The announcement of the Fourth Plenary Session of the 19th CPC Central Committee that just ended, and the subsequent interpretation of the announcement by Shen Chunyao, director of the Legal Affairs Committee of the Standing Committee of the National People’s Congress and the Hong Kong and Macao Basic Law Committee, clearly indicate that the CCP will gradually start to create Deng Xiaoping. “One country, two systems” is undergoing a comprehensive transformation.
The announcement of the meeting itself has only two simple sentences: First, “strictly governing Hong Kong and Macao in accordance with the Constitution and the Basic Law.” Second, it is necessary to “establish a sound legal system and enforcement mechanism for special administrative regions to safeguard national security.” . After the meeting, Shen Chunyao further revealed at the press conference that the plenary session clearly proposed a five-point policy when discussing the Hong Kong issue (see the appendix of this article for details). The author thinks that there are the following points worth noting.
First, the original text of the communique does not mention “Hong Kong people ruling Hong Kong, a high degree of autonomy”, but directly talks about the central government’s governance of Hong Kong.
“Hong Kong people ruling Hong Kong and a high degree of autonomy” are included in the Sino-British international treaty document “The Sino-British Joint Declaration” and Hong Kong’s constitutional document “Basic Law”. It is the smooth transfer of Hong Kong’s sovereignty and the importance of Hong Kong people not resisting the return. The basis of the “social contract”. In the first five years of the reunification, the CCP basically abide by this commitment, but without turning around, it began to think about how to intervene in Hong Kong’s governance. The process is as follows:
- Starting from the demonstration of 500,000 citizens in 2003, the CCP began with propaganda to spread the public opinion that Hong Kong needs central governance. For example, its most commonly used argument is that in 1997 only sovereignty was withdrawn and no power was withdrawn; in 1997, only the nominal return of the law, there was no return to political substance; in 1997, Hong Kong returned, but the hearts of Hong Kong people did not return. . . . . Wait, this actually reflects the CCP’s impulsiveness to govern Hong Kong.
- By 2007, the Liaison Office of the Liaison Office officially proposed the idea of ”establishing a second governance team.” This is the first time the CCP has indicated that it has to intervene in the governance of Hong Kong. However, when it was proposed, it was known that it violated the Basic Law. Therefore, it was a slap in the face. It was only a personal “learning experience”. It was inconvenient and straightforward. Proposed.
3. 到2009年，北京清華大學法學院副教授程潔（曾經參與全國人大常委基本法工作）在美國卡內基刊物 Hong Kong Journal（2009年秋季號）上發表文章，題目是「一個新政策的故事」（The Story of a New Policy），明確無誤地指出中國對香港政治「失去耐性」，從此「中央變得更為積極參與香港的政治、對港政策從過去偏重「一國兩制」中的「兩制」﹐變成現在更為重「一國」。

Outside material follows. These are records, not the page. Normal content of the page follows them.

PR #450, opened 2026-09-13
feat(446)!: config and modules across the boundary, and 1,267 lines of TypeScript retired

### LINKED ISSUE #446: Stage 7 cutover: wire quoin-config and quoin-modules through quoin-core dispatch and retire the TypeScript path
Parent: #373. Successor to #381. **Must land before Stage 8 begins.**

## Why this exists

#381 delivered `quoin-config` (2,697 lines) and `quoin-modules` (2,974 lines) as
library crates and closed. Neither is reachable from the `quoin-core` binary: no
dispatch arm, no operation name, no TypeScript caller, no generated types, no
deleted TypeScript. PR #399 merged 5,671 lines of Rust and removed nothing.

That is the same decomposition #412 exists to close for `quoin-validators`, and
for the same reason: a crate that nothing calls is not a port, it is a second
implementation. The EPIC's own measure (FR-101) is that old and new are exercised
at one candidate revision and then the old one is **deleted**. Across fifteen
merged crates and 31,884 lines, zero lines of TypeScript have been deleted by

- In 2009, Cheng Jie, an associate professor at the Tsinghua University School of Law in Beijing (who was involved in the Basic Law of the Standing Committee of the National People’s Congress) published an article in the Carnegie Journal of the United States, the Hong Kong Journal (Autumn 2009), entitled “The Story of a New Policy “The Story of a New Policy” clearly and unambiguously points out that China has “lost patience” against Hong Kong politics. From then on, “the central government has become more active in Hong Kong’s politics. The policy toward Hong Kong has shifted from the past to the “two systems” of “one country, two systems”. It has become more important now to “one country.”
- By 2014, the Chinese Communist Party threw out a white paper entitled “One Country, Two Systems” in the Practice of the Hong Kong Special Administrative Region. It first proposed that the central government has the concept of “full governance” in Hong Kong. The original “high degree of autonomy” was imposed with new restrictions: “High degree of autonomy is not Full autonomy.”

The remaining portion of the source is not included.